Copy out exactly the stretch of the listing below that begins at the line containing "So the state" and ends at the line containing "Any functionality that", and copy nothing outside it.

Records supplied Start Marker

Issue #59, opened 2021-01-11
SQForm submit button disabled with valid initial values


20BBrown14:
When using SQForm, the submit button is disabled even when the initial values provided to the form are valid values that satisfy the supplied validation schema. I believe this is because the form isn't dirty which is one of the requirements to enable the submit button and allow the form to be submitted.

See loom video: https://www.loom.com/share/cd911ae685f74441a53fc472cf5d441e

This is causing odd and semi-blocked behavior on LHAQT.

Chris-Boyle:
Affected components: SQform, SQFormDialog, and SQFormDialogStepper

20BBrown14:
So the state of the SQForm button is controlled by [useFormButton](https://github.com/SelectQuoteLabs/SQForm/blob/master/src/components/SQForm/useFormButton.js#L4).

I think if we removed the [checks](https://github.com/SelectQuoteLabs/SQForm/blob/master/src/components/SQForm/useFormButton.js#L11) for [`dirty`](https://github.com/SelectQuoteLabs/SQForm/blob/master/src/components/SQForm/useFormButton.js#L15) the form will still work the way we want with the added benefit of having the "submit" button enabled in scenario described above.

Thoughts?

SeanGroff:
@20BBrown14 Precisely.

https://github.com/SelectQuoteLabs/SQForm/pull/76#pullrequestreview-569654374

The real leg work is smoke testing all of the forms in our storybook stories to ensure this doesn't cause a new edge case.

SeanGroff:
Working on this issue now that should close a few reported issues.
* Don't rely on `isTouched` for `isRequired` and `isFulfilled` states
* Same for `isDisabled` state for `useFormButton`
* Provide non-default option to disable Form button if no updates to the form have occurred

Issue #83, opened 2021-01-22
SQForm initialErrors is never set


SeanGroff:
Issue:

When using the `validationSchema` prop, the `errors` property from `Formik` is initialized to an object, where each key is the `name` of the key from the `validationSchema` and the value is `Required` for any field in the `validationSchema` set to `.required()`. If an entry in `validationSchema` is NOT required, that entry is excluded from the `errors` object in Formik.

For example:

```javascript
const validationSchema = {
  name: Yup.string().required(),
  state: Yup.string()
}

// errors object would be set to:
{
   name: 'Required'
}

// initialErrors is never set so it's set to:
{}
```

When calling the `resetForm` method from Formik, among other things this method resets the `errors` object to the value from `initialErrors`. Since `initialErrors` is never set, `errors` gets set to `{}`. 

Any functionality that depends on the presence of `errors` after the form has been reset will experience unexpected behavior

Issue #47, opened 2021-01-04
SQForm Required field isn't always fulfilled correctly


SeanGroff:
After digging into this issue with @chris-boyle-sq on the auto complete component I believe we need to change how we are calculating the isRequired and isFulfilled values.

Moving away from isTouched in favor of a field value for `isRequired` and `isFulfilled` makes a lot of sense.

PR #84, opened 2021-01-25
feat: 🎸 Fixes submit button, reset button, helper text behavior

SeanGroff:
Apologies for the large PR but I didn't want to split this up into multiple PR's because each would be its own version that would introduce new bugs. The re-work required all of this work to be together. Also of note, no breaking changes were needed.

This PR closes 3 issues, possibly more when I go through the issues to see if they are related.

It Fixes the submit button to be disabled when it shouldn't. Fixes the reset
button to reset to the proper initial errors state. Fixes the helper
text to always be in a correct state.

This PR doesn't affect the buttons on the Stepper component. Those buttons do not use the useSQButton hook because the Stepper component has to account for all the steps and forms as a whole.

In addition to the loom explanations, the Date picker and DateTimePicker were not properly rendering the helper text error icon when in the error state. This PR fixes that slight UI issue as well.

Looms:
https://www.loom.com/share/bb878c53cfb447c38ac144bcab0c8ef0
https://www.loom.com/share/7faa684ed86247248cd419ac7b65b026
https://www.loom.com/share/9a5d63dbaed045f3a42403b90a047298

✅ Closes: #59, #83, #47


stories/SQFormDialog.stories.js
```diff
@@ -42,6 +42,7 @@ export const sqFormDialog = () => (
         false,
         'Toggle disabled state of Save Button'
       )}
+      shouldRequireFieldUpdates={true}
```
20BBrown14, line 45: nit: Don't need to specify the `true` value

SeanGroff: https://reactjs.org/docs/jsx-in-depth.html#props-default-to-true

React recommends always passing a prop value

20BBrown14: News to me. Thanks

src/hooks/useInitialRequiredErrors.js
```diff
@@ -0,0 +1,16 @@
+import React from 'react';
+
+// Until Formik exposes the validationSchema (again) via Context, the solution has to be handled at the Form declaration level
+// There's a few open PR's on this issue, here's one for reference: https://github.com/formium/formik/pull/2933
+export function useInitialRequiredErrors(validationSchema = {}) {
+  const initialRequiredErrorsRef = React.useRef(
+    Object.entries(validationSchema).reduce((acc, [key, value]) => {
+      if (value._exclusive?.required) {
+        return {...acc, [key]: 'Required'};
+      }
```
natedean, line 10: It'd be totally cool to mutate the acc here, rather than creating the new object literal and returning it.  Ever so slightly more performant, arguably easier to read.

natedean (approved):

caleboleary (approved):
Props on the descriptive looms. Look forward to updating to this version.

Records supplied End Marker

# [Answer below]
So the state of the SQForm button is controlled by [useFormButton](https://github.com/SelectQuoteLabs/SQForm/blob/master/src/components/SQForm/useFormButton.js#L4).

I think if we removed the [checks](https://github.com/SelectQuoteLabs/SQForm/blob/master/src/components/SQForm/useFormButton.js#L11) for [`dirty`](https://github.com/SelectQuoteLabs/SQForm/blob/master/src/components/SQForm/useFormButton.js#L15) the form will still work the way we want with the added benefit of having the "submit" button enabled in scenario described above.

Thoughts?

SeanGroff:
@20BBrown14 Precisely.

https://github.com/SelectQuoteLabs/SQForm/pull/76#pullrequestreview-569654374

The real leg work is smoke testing all of the forms in our storybook stories to ensure this doesn't cause a new edge case.

SeanGroff:
Working on this issue now that should close a few reported issues.
* Don't rely on `isTouched` for `isRequired` and `isFulfilled` states
* Same for `isDisabled` state for `useFormButton`
* Provide non-default option to disable Form button if no updates to the form have occurred

Issue #83, opened 2021-01-22
SQForm initialErrors is never set


SeanGroff:
Issue:

When using the `validationSchema` prop, the `errors` property from `Formik` is initialized to an object, where each key is the `name` of the key from the `validationSchema` and the value is `Required` for any field in the `validationSchema` set to `.required()`. If an entry in `validationSchema` is NOT required, that entry is excluded from the `errors` object in Formik.

For example:

```javascript
const validationSchema = {
  name: Yup.string().required(),
  state: Yup.string()
}

// errors object would be set to:
{
   name: 'Required'
}

// initialErrors is never set so it's set to:
{}
```

When calling the `resetForm` method from Formik, among other things this method resets the `errors` object to the value from `initialErrors`. Since `initialErrors` is never set, `errors` gets set to `{}`. 

Any functionality that depends on the presence of `errors` after the form has been reset will experience unexpected behavior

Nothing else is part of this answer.